** Recorded data **
--- START ---
PR #53, opened 2025-06-27
Add composite physics model

davidwalter2:


lucalavezzo:
Looks good, I tested the CompositeModel with the AngularCoefficients, seems to work well.

lucalavezzo (approved):

PR #59, opened 2025-07-25
option to customize uncertainty label

cippy:


cippy:
Sorry, by mistake I deleted other changes because of using an older version of the script, I'll fix them now

PR #68, opened 2025-09-26
Update impacts and pulls plot

davidwalter2:
Add information of what is plot in the pulls column and option to switch between actual nuisance parameter and nuisance parameter difference to prefit


davidwalter2:
CI of this PR:
https://cmsmwbot.web.cern.ch/Rabbit/PRValidation/PR68/2025_09_26/
Compared to reference:
https://cmsmwbot.web.cern.ch/Rabbit/PRValidation/ReferenceRuns/2025_09_26_d59d453/
Look as expected, I think it can be mergerd

PR #69, opened 2025-10-01
added protection against null bins in chi2 fit

havynanc:


bendavid:
This protection should be optional (and off by default) since it has some non-trivial statistical implications.

PR #129, opened 2026-04-09
Sparse mode performance, SparseHist input dispatch, and low-memory --noHessian mode

bendavid:
Adds support for sparse histogram input in the TensorWriter.

Significant performance optimizations for sparse mode in
both the TensorWriter and in the Fitter.

Performance optimizations should also give a factor of ~2
improvement for dense mode in the Fitter for large models.

Reworks `--noHessian` into a true low-memory mode: the dense
`[npar, npar]` covariance matrix is no longer allocated, the
Fitter initialization no longer has quadratic hot spots on large
external Hessians, and the postfit edmval and POI/NOI
uncertainties are still reported via Hessian-free conjugate
gradient solves. On the jpsi calibration tensor (108k params,
329M-nnz external sparse Hessian) `Fitter.__init__` drops from
~370 s to ~5 s and peak memory is reduced by ~94 GB.

Note that this depends on https://github.com/WMass/wums/pull/25

Three related groups of commits:

### Group A — TensorWriter sparse dispatch (8 commits)

* `add option to treat input systematic histograms as difference with
  respect to nominal`
* `add test for sparse mode`
* `Support scipy sparse array inputs in TensorWriter and add
  as_difference option`
* `Add multi-systematic dispatch in add_systematic and use
  wums.SparseHist`
* `Add external likelihood term (gradient + hessian) support`
* `Add efficient SparseHist multi-systematic dispatch in TensorWriter`
* `Speed up TensorWriter for large multi-systematic SparseHist
  workloads`
* **TensorWriter: use h.axes.extent for SparseHist flat-index
  unravel** — `SparseHist.shape` upstream now returns the no-flow
  shape (matching `hist.Hist.shape`), but the internal
  `_flat_indices` are encoded in the with-flow layout. The two
  `np.unravel_index` calls in `_sparse_per_syst_slices` and the
  batched `_sparse_multi_systematic` path now use `h.axes.extent`
  (matching `hist.NamedAxesTuple.extent`) instead of `h.shape`;
  using `h.shape` here would silently produce wrong coordinates
  under the new convention.

### Group B — Sparse fast path performance (5 commits)

Up to ~20× HVP speedup on the jpsi calibration tensor (76800 bins,
108334 params, 62M-nnz logk, 329M-nnz external sparse Hessian):
HVP 6380 → 320 ms, loss+grad 3010 → 160 ms.

* **inputdata, parsing: prep for sparse fast path with CSR matvec**
  — canonicalize sparse index ordering at load time, pre-build a
  `CSRSparseMatrix` view of `logk`, add `--hvpMethod` and
  `--noJitCompile` CLI options.

* **fitter: dynamic loss/grad/HVP wrappers with jit_compile +
  hvpMethod** — replace class-level `@tf.function` decorators with
  instance-level wrappers built dynamically in `_make_tf_functions`,
  so jit and HVP autodiff mode can be controlled per-fit. Note that
  fwdrev HVP is intentionally never jit-compiled because
  `tf.autodiff.ForwardAccumulator` does not propagate JVPs through
  XLA-compiled subgraphs.

* **fitter: sparse fast path uses CSR matmul, no dense
  [nbins, nproc]** — reformulate the sparse branch of
  `_compute_yields_noBBB` to use `tf_sparse_csr.matmul` for the
  inner contraction `logk @ theta` (~8× faster per call than the
  equivalent gather + segment_sum) and never materialize the dense
  `[nbins, nproc]` grid in the NLL/grad/HVP path. Also forces
  jit_compile=False in sparse mode (CSR matmul has no XLA kernel)
  and falls back to revrev when fwdrev is requested in sparse mode.

* **fitter: external sparse Hessian via CSR matmul** — switch the
  external sparse-Hessian likelihood term to use CSR matmul. The
  registered gradient of `sm.matmul` is itself a single
  `sm.matmul`, so reverse-over-reverse autodiff no longer
  rematerializes a 2D gather/scatter chain in the second-order
  tape. On the jpsi 329M-nnz prefit Hessian this was the dominant
  HVP cost.

* **rabbit_fit, setup.sh: enable XLA multi-threaded Eigen on CPU** —
  set `XLA_FLAGS=--xla_cpu_multi_thread_eigen=true` so XLA's CPU
  emitter uses Eigen's multi-threaded routines for the dense
  matmuls jit_compile=True generates. ~1.3× speedup on dense
  large-model HVP/loss+grad on a many-core system. Set both in
  `setup.sh` (for sourced shells) and at the very top of
  `bin/rabbit_fit.py` before any TF import (for direct invocation).

### Group C — `--noHessian` low-memory mode (5 commits)

Reworks `--noHessian` so it no longer allocates the dense
covariance matrix while still producing edmval and POI/NOI
uncertainties. The pipeline now runs end-to-end at O(npar)
memory for jpsi-scale problems where the full cov is infeasible
(~94 GB for 108k parameters in float64).

* **fitter, rabbit_fit: skip dense cov allocation under
  --noHessian** — split `prefit_covariance` into a vector form
  (`prefit_variance`) and a `tf.linalg.LinearOperatorDiag`
  wrapper; always allocate a length-`npar` `var_prefit` vector
  and only allocate the dense `self.cov` tf.Variable when the
  postfit Hessian will actually be computed. `defaultassign`,
  `randomize_parameters`, and `load_fitresult` all handle
  `self.cov is None`. The rabbit_fit CLI now explicitly rejects
  every flag that would need the postfit covariance
  (`--doImpacts`, `--computeVariations`, `--saveHists` without
  `--noChi2`, `--computeHistErrors[PerProcess]`,
  `--computeHistCov`, `--computeHistImpacts`,
  `--computeHistGaussianImpacts`, `--externalPostfit`).

* **fitter: speed up `Fitter.__init__` on large external sparse
  Hessians** — two structural fixes that reduce
  `Fitter.__init__` on the jpsi calibration tensor from ~370 s
  to ~20 s. Replace the per-parameter `np.where` lookup of
  external term parameter names (O(n²), ~150 s) with a single
  dict lookup. Detect already-canonical sparse-Hessian indices
  and skip `np.lexsort` (~54 s) when the input is already
  sorted.

* **unify sparse-Hessian IO path; sort at write time, drop
  reorder calls** — the TensorWriter now sorts the external
  sparse-Hessian indices into canonical row-major order at
  write time (matching `hlogk_sparse` / `hnorm_sparse`), so the
  reader and Fitter can use the same `makesparsetensor` helper
  and drop their defensive `tf.sparse.reorder` calls.
  `Fitter.__init__` drops further to ~5 s on jpsi.

* **fitter: Hessian-free CG solve for is_linear case under
  --noHessian** — the purely-quadratic `is_linear` fast path in
  `Fitter.minimize()` used to build the dense Hessian and do a
  Cholesky solve. Under `--noHessian` it now solves the normal
  equation `H @ dx = -grad` via `scipy.sparse.linalg.cg` with a
  `LinearOperator` backed by `loss_val_grad_hessp`, touching
  only O(npar) memory.

* **fitter, rabbit_fit: edmval + POI/NOI uncertainties under
  --noHessian** — compute edmval and the POI+NOI rows of the
  covariance matrix via Hessian-free CG solves (one for edmval,
  one per POI/NOI index). No dense Hessian or covariance is
  ever materialized. The POI+NOI diagonal entries populate the
  `parms_variances` vector passed to `add_parms_hist`; other
  nuisances keep NaN variances, signalling that their postfit
  uncertainty was not computed. Verified against the Cholesky
  path on the small test tensor: edmval and POI/NOI
  uncertainties match to full precision.

### DIFF
--- a/bin/rabbit_fit.py
+++ b/bin/rabbit_fit.py
@@ -428,6 +428,9 @@ def fit(args, fitter, ws, dofit=True):
             ws.add_1D_integer_hist(cb.loss_history, "epoch", "loss")
             ws.add_1D_integer_hist(cb.time_history, "epoch", "time")
 
+    # prefit variances as the default fallback for add_parms_hist below
+    parms_variances = None
+
     if not args.noHessian:
         # compute the covariance matrix and estimated distance to minimum
         _, grad, hess = fitter.loss_val_grad_hess()
@@ -467,6 +470,31 @@ def fit(args, fitter, ws, dofit=True):
                 global_impacts=True,
             )
 
+        parms_variances = tf.linalg.diag_part(fitter.cov)
+    else:
+        # --noHessian: avoid the full dense Hessian. Still compute edmval
+        # and the POI+NOI uncertainties via a Hessian-free conjugate
+        # gradient solve of H @ v = grad and H @ c_i = e_i, using only
+        # Hessian-vector products. The CG solves touch O(npar) memory
+        # per call instead of O(npar^2), so this works on problems
+        # where the full covariance would be infeasible.
+        _, grad = fitter.loss_val_grad()
+        npoi = int(fitter.poi_model.npoi)
+        noi_idx_in_x = np.asarray(fitter.indata.noiidxs, dtype=np.int64) + npoi
+        poi_noi_idx = np.concatenate([np.arange(npoi, dtype=np.int64), noi_idx_in_x])
+        edmval, cov_rows = fitter.edmval_cov_rows_hessfree(grad, poi_noi_idx)
+        logger.info(f"edmval: {edmval}")
+
+        # Build a full-length variance vector with the POI+NOI entries
+        # populated from the diagonal of the CG-solved rows and the rest
+        # left as NaN (we did not compute those). add_parms_hist stores
+        # the vector verbatim into the workspace.
+        n = int(fitter.x.shape[0])
+        parms_variances_np = np.full(n, np.nan, dtype=np.float64)
+        for k, i in enumerate(poi_noi_idx):
+            parms_variances_np[int(i)] = cov_rows[k, int(i)]
+        parms_variances = tf.constant(parms_variances_np, dtype=fitter.indata.dtype)
+
     nllvalreduced = fitter.reduced_nll().numpy()
 
     ndfsat = (
@@ -497,7 +525,7 @@ def fit(args, fitter, ws, dofit=True):
 
     ws.add_parms_hist(
         values=fitter.x,
-        variances=tf.linalg.diag_part(fitter.cov) if not args.noHessian else None,
+        variances=parms_variances,
         hist_name="parms",
     )
 
--- a/bin/rabbit_fit.py
+++ b/bin/rabbit_fit.py
@@ -363,9 +363,16 @@ def save_hists(args, mappings, fitter, ws, prefit=True, profile=False):
             )
 
         if args.computeVariations:
+            if fitter.cov is None:
+                raise RuntimeError(
+                    "--computeVariations requires the parameter covariance "
+                    "matrix and so is incompatible with --noHessian."
+                )
             if prefit:
                 cov_prefit = fitter.cov.numpy()
-                fitter.cov.assign(fitter.prefit_covariance(unconstrained_err=1.0))
+                fitter.cov.assign(
+                    fitter.prefit_covariance(unconstrained_err=1.0).to_dense()
+                )
 
             exp, aux = fitter.expected_events(
                 mapping,
@@ -574,8 +581,31 @@ def main():
     if args.eager:
         tf.config.run_functions_eagerly(True)
 
-    if args.noHessian and args.doImpacts:
-        raise Exception('option "--noHessian" only works without "--doImpacts"')
+    # --noHessian skips computing the postfit Hessian, so the dense
+    # parameter covariance matrix is never available. Any feature that
+    # needs the covariance is incompatible.
+    if args.noHessian:
+        _incompat = []
+        if args.doImpacts:
+            _incompat.append("--doImpacts")
+        if args.computeVariations:
+            _incompat.append("--computeVariations")
+        if args.saveHists and not args.noChi2:
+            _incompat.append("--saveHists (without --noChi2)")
--- END ---
** What to produce **
Find the lines above holding the word "dofit" and show them.

** Reply **
@@ -428,6 +428,9 @@ def fit(args, fitter, ws, dofit=True):
@@ -467,6 +470,31 @@ def fit(args, fitter, ws, dofit=True):
@@ -497,7 +525,7 @@ def fit(args, fitter, ws, dofit=True):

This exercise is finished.